Each line from the one containing "blocking, 4 recommendations**" through the final line below must be reproduced exactly, and no others.

::: Data for review :::

PR #411, opened 2026-05-08
docs: metadata schema refactor design — dentry / inode / content / semantic split

mornyx:
This PR adds a design document for introducing POSIX file permissions (mode/uid/gid) into drive9.

## What's covered

- **Industry research**: compared how S3-based FUSE filesystems (s3fs-fuse, goofys, mountpoint-s3, geesefs) and JuiceFS handle permission persistence, and why drive9 should follow the JuiceFS approach (storing permissions directly in the relational metadata DB).
- **Permission model**: POSIX Base Permissions (rwxrwxrwx + setuid/setgid/sticky) on the `file_nodes` table; ACL is intentionally out of scope for Phase 1.
- **Cross-layer design**: schema, datastore, backend, HTTP server, Go SDK, FUSE, and WebDAV.
- **FUSE compatibility**: `chmod`, `chown`, `ls -l`, and standard toolchain behavior (git, tar, rsync -a).
- **Backward compatibility**: default values for existing data, migration strategy, and test impact.
- **Security boundary**: clarifies that POSIX semantics are for toolchain compatibility while actual access control remains with the existing API Key / Capability Token auth model.

## Out of scope (Phase 1)

- ACL / `setfacl` / `getfacl`
- Sticky-bit/setuid/setgid semantic enforcement
- Server-side authorization based on uid/gid

## Summary by CodeRabbit

* **Documentation**
  * Added a comprehensive design doc for a metadata schema refactor: splits file data into path mapping, inode metadata, content storage, and semantic layers; standardizes inode_id and directory rules; clarifies POSIX permission semantics and pending-create mode flow; defines safe multi-table content-overwrite transactions and embedding-reset rules; includes cross-layer impacts, provider indexing notes, zero-downtime migration plan, implementation order, and test checklist.

[Review Change Stack](https://app.coderabbit.ai/change-stack/mem9-ai/drive9/pull/411)


qiffang (commented):
## Adversarial Review — Metadata Schema Refactor Design Document

**Verdict: REVISE — 2 blocking, 4 recommendations**

---

### Blocking Issues

**B1: `inodes` table missing explicit `mtime` — silent data loss risk on content overwrite**

The `inodes` schema has: `inode_id, size_bytes, revision, mode, status, created_at, confirmed_at, expires_at`. There is no explicit `mtime` column.

The FUSE layer uses `InodeEntry.Mtime` everywhere (`inode.go:16`, `dat9fs.go:617`, `UpdateMtime` at line 229). Currently this is derived from server-side timestamps (`confirmed_at` via `X-Dat9-Mtime` header, `client.go:590`).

:::

* Output for this task
**Verdict: REVISE — 2 blocking, 4 recommendations**

---

### Blocking Issues

**B1: `inodes` table missing explicit `mtime` — silent data loss risk on content overwrite**

The `inodes` schema has: `inode_id, size_bytes, revision, mode, status, created_at, confirmed_at, expires_at`. There is no explicit `mtime` column.

The FUSE layer uses `InodeEntry.Mtime` everywhere (`inode.go:16`, `dat9fs.go:617`, `UpdateMtime` at line 229). Currently this is derived from server-side timestamps (`confirmed_at` via `X-Dat9-Mtime` header, `client.go:590`).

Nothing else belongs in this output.